WHAT NEEDS TO BE DONE: From the records below, copy each line that has the word "services" in it.

(Saved data entries)

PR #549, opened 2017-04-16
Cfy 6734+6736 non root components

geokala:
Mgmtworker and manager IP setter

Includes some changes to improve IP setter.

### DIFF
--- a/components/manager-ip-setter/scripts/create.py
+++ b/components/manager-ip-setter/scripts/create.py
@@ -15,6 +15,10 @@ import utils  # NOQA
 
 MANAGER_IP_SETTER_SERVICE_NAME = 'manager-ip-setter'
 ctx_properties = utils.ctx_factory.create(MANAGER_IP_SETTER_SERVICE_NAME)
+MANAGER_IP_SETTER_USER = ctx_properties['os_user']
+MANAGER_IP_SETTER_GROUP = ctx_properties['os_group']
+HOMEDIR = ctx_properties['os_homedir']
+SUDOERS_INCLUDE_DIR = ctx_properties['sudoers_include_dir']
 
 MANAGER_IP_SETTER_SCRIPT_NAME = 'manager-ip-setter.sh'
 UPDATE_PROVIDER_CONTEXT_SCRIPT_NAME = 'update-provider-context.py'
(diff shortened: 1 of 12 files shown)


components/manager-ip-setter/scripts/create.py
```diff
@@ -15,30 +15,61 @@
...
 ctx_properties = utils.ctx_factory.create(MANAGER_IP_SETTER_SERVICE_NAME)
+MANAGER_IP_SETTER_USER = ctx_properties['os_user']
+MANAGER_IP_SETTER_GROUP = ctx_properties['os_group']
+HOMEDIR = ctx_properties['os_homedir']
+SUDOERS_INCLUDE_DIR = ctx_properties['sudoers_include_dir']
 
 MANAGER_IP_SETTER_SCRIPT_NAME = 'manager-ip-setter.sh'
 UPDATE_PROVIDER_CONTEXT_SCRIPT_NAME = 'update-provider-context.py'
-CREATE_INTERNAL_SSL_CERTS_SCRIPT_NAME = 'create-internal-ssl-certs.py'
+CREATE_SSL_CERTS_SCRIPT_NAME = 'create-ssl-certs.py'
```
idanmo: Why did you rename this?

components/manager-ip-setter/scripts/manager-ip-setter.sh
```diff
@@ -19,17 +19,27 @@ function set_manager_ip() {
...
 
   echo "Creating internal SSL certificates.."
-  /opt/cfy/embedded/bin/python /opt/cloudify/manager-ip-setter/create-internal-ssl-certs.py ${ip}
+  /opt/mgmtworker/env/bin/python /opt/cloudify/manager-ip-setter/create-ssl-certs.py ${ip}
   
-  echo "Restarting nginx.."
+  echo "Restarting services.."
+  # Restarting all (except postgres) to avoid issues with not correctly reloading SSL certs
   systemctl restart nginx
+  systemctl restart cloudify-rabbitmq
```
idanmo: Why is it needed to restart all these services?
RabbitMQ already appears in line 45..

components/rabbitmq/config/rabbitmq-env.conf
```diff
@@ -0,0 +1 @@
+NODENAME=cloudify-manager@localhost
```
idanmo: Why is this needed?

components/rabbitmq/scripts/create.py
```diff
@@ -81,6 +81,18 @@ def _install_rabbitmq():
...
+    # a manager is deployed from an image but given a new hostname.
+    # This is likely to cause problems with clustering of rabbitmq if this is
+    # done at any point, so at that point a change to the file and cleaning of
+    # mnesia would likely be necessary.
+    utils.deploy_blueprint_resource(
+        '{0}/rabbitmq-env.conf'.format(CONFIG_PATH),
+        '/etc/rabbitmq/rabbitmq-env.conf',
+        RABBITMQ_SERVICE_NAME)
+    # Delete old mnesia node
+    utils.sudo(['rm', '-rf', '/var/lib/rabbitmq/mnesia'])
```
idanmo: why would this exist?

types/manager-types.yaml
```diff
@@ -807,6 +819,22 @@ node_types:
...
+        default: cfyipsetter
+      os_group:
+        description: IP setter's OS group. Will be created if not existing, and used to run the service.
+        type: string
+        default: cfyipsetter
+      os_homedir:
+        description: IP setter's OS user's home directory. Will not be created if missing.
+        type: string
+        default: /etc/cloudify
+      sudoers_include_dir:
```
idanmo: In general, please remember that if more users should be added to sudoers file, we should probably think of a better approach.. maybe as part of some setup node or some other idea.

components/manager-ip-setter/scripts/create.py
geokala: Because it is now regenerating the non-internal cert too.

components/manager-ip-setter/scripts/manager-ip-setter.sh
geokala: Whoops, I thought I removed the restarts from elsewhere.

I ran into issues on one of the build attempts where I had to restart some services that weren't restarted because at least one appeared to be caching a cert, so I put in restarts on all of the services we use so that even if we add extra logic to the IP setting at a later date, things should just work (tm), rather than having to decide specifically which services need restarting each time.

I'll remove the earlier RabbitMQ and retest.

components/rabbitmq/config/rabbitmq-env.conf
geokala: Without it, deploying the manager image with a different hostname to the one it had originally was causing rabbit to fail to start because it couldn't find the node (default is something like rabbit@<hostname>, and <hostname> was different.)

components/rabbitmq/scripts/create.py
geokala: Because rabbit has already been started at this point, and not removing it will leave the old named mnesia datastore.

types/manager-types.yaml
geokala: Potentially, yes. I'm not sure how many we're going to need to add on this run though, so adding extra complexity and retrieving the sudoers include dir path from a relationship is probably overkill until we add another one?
==
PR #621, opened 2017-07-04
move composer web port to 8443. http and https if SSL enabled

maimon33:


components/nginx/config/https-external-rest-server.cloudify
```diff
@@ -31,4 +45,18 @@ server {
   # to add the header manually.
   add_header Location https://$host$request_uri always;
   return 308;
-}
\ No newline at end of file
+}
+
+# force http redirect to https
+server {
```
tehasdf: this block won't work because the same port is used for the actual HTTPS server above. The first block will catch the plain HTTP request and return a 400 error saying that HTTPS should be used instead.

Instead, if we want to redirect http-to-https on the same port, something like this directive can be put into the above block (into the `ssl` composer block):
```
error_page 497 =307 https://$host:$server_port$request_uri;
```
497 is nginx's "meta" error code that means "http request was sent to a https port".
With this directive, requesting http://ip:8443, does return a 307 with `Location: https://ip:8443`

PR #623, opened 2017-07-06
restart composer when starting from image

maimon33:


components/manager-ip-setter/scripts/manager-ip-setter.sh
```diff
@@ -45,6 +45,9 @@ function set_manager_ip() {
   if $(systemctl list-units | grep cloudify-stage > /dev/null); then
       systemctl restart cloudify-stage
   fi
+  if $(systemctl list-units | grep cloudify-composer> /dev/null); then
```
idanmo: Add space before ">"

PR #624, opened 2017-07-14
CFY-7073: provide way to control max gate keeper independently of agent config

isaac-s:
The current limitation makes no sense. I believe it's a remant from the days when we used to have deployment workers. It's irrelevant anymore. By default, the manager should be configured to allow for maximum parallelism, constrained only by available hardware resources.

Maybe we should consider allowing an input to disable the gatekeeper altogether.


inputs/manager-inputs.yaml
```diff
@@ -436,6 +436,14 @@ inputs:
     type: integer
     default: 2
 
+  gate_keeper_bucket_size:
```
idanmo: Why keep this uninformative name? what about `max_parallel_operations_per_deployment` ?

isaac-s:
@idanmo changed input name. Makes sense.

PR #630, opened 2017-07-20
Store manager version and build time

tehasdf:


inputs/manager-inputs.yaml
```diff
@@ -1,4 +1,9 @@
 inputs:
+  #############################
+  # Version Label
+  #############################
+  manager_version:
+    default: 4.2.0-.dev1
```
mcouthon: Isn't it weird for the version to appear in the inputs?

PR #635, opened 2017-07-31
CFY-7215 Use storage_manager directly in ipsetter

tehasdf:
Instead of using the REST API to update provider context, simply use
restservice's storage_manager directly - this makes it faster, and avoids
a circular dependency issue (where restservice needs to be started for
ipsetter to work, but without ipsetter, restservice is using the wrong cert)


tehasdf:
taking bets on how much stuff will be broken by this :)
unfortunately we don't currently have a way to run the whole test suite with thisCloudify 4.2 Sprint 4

RESPONSE TO THE EXERCISE:
+  echo "Restarting services.."
idanmo: Why is it needed to restart all these services?
I ran into issues on one of the build attempts where I had to restart some services that weren't restarted because at least one appeared to be caching a cert, so I put in restarts on all of the services we use so that even if we add extra logic to the IP setting at a later date, things should just work (tm), rather than having to decide specifically which services need restarting each time.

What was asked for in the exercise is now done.